━━━━━ Data ━━━━━

PR #3265, opened 2026-08-21
perf(daemon): cap coalescing copy in socket_stream_send

phil-opp:
> ⚠️ **Machine-generated PR.** This change was authored by Claude (Anthropic's Claude Code) during an automated codebase review. Please review carefully before merging.

## Issue

The daemon-side reply writer `socket_stream_send` (`binaries/daemon/src/socket_stream_utils.rs`) unconditionally copied the **entire** serialized message into a fresh `8 + message.len()` header+body buffer before writing:

```rust
let mut buf = Vec::with_capacity(8 + message.len());
buf.extend_from_slice(&len_raw);
buf.extend_from_slice(message);
connection.write_all(&buf).await?;
```

This is the daemon→node reply path (`node_communication/tcp.rs::send_reply`). A `DaemonReply::NextEvents` carries data-plane payloads up to `MAX_MESSAGE_BYTES` (**64 MiB**) whenever an output takes the daemon path instead of direct zenoh — so every such reply pays a full extra memcpy of the payload, on top of the copy `encode_presized` already made.

The **node-side** transport (`apis/rust/node/src/daemon_connection/tcp.rs`) already solved exactly this: it coalesces header+body into one buffer only for small payloads (`<= COALESCE_THRESHOLD` = 16 KiB, to avoid a runt TCP segment under `TCP_NODELAY`) and writes header-then-body separately above that threshold, with the comment *"copying tens of MiB to avoid one header segment is the wrong trade."* The daemon side never got that treatment.

## Fix

Mirror the node-side threshold on the daemon side: coalesce header+body into one write only for payloads `<= 16 KiB`; otherwise write the 8-byte length header and the body as two `write_all` calls with no large copy.

The wire format (8-byte little-endian length prefix + body) is **byte-identical** on both paths, so there is no behavior change — only the elimination of one full memcpy of every large daemon-path payload.

## Validation

- Added `large_payload_above_coalesce_threshold_roundtrips`, an above-threshold round-trip test proving the two-write path frames byte-identically to the coalesced path.
- `cargo test -p dora-daemon` (socket_stream + full lib/tests) — all pass (247 lib tests green)
- Reviewed with `/code-review` and `/simplify`: no correctness issues; call sites hold exclusive `&mut` to the connection, so the two-write path can't interleave.

https://claude.ai/code/session_01ND9WUgB4LmemR31SLpuXoF

---
_Generated by [Claude Code](https://claude.ai/code/session_01ND9WUgB4LmemR31SLpuXoF)_

### DIFF
--- a/binaries/daemon/src/socket_stream_utils.rs
+++ b/binaries/daemon/src/socket_stream_utils.rs
@@ -1,5 +1,13 @@
 use tokio::io::{AsyncRead, AsyncReadExt, AsyncWrite, AsyncWriteExt};
 
+/// Payload size (excluding the 8-byte header) at or below which
+/// [`socket_stream_send`] coalesces the header and body into one buffer.
+/// Chosen to cover normal control messages and small data outputs while
+/// keeping the extra copy trivial; larger payloads are written
+/// header-then-body without copying. Mirrors the node-side transport's
+/// `COALESCE_THRESHOLD`.
+const COALESCE_THRESHOLD: usize = 16 * 1024;
+
 pub async fn socket_stream_send(
     connection: &mut (impl AsyncWrite + Unpin),
     message: &[u8],
@@ -14,14 +22,31 @@ pub async fn socket_stream_send(
             ),
         ));
     }
-    // Concatenate length header + payload into a single buffer to avoid
-    // sending a tiny 8-byte TCP segment with TCP_NODELAY enabled.
-    // Previously used two separate write_all calls (2-3 syscalls per message).
     let len_raw = (message.len() as u64).to_le_bytes();
-    let mut buf = Vec::with_capacity(8 + message.len());
-    buf.extend_from_slice(&len_raw);
-    buf.extend_from_slice(message);
-    connection.write_all(&buf).await?;
+    // For a small message, concatenate the 8-byte length header and the payload
+    // into a single buffer and write it in one call. The connection has
+    // `TCP_NODELAY` enabled, so writing the header separately would flush it as
+    // its own tiny TCP segment before the body — an extra syscall and a runt
+    // segment on every message.
+    //
+    // Above the threshold we skip the coalescing copy and write the header and
+    // body separately: this is the daemon→node reply writer, and a
+    // `DaemonReply::NextEvents` carries data-plane payloads up to
+    // `MAX_MESSAGE_BYTES` (64 MiB) whenever an output takes the daemon path
+    // instead of direct zenoh. Copying tens of MiB just to avoid one runt
+    // header segment is the wrong trade — for a large body that header segment
+    // is negligible anyway. The wire format (8-byte LE length prefix + body) is
+    // identical on both paths. This mirrors the node-side transport
+    // (`apis/rust/node/src/daemon_connection/tcp.rs`).
+    if message.len() <= COALESCE_THRESHOLD {
+        let mut buf = Vec::with_capacity(8 + message.len());
+        buf.extend_from_slice(&len_raw);
+        buf.extend_from_slice(message);
+        connection.write_all(&buf).await?;
+    } else {
+        connection.write_all(&len_raw).await?;
+        connection.write_all(message).await?;
+    }
     Ok(())
 }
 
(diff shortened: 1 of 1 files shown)


phil-opp:
## Automated codebase review — run summary

This PR is part of an automated review sweep of `dora` at `origin/main` (`70390f1`). Each finding was verified against current `main` before a PR was opened; all changes are behavior-preserving. Branches were cut from freshly-fetched `origin/main`.

### PRs opened (5), by category

**Optimization**
- #3265 — `perf(daemon)`: cap the coalescing copy in `socket_stream_send` so large daemon→node reply payloads (up to 64 MiB) aren't fully memcpy'd just to avoid a runt TCP header segment; mirrors the node-side 16 KiB threshold. *(this PR)*

**Documentation**
- #3266 — `docs(message)`: document the public `OperatorId` type (previously undocumented, unlike `NodeId`/`DataId`), with a compile-checked doctest.
- #3268 — `docs(node-api)`: remove a stale, misattributed doc comment that was wrongly prefixing `large_send_diag_count`'s docs.
- #3269 — `docs(node-api)`: correct the `Event::Reload.operator_id` doc, which claimed `None` never occurs though the runtime explicitly handles it.

**Simplification**
- #3267 — `refactor(node-api)`: drop dead `Result` wrapping in `data_to_arrow_array` (the wrapped conversion over the single-variant `DataMessage` is infallible).

**Correctness**
- None this run — the daemon and core/message crates are unusually well-defended (nearly every non-trivial path carries an issue-referencing regression test), and no high-confidence correctness bug survived verification.

### Rejected / skipped findings (one line each)

- **Duplicated circuit-breaker recovery block** (`daemon/src/lib.rs` ~7016 & ~7124) — the two sites' gating contexts differ subtly; not a safe blind merge.
- **`log.rs` `lock().unwrap()` poison panic** — only in a `#[cfg(test)]` test; both production lock sites already recover from poisoning.
- **ROS2 type format rejects 3-segment names** (`validate_ros2_type_format`) — consistent with the 2-part convention used throughout docs/examples; not a bug.
- **Node-exit generation-guard asymmetry** (`lib.rs:6277` vs `lib.rs:2122`) — deliberate and comment-justified; no concrete stranding race could be constructed.
- **Adding validation to `OperatorId`** — risks rejecting ids existing dataflows already use (behavior change); documented the current behavior instead (#3266).
- **Sharing `COALESCE_THRESHOLD` as one const** (raised during review) — would add a public const to `dora-message` and widen #3265's blast radius for marginal benefit; framing is identical regardless of the value, so kept as two locally-documented consts.

### Validation notes

Per-branch: `cargo fmt`, `clippy -D warnings`, and tests for the affected crate. On the combined diff: full-workspace `cargo check` (clean) + `cargo check --examples` (clean), affected-crate test suites (dora-daemon 247, dora-node-api 182 lib, dora-message doctests — all green), and the `/code-review` + `/simplify` gates (no correctness issues). Running the entire workspace test build *at once* exceeded this sandbox's fixed disk allowance, so it was split into the affected-crate suites plus the full-workspace check. Two `zenoh_schema_cache` integration tests fail identically on unmodified `origin/main` here (they need zenoh multicast/liveliness networking unavailable in the sandbox) and are unrelated to any change in this sweep.

---

phil-opp:

No issues found. I focused on the cap boundary and framing. The change is a faithful mirror of the node-side transport in `apis/rust/node/src/daemon_connection/tcp.rs` — same `COALESCE_THRESHOLD` value (16 KiB), same inclusive `<=` comparison, and the same header-then-body two-write structure above the threshold. Specifically verified:

- The two-write path writes the 8-byte LE length header then the body, and `socket_stream_receive_with_header_timeout` reads an 8-byte header then a body of exactly that length, so framing is byte-identical to the coalesced path — no dropped/duplicated bytes and no off-by-one at the boundary.
- `write_all` handles partial writes internally, the two calls are sequentially awaited so ordering is guaranteed, and the call sites hold an exclusive `&mut` to the connection, so there's no interleaving on the split path.
- `MAX_MESSAGE_BYTES` and the existing framing/timeout tests are untouched.

The added test exercises the new above-threshold branch (payload > threshold, non-constant fill) and asserts a byte-identical round-trip, so it's a real test of the split path. One optional thought: a case pinned at exactly `COALESCE_THRESHOLD` would document the inclusive boundary, though both branches frame identically so it's purely cosmetic.

---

━━━━━

- Work order
From the entries above, work out the number of lines containing the string "AsyncWrite" and give that number by itself.

- Task answer
2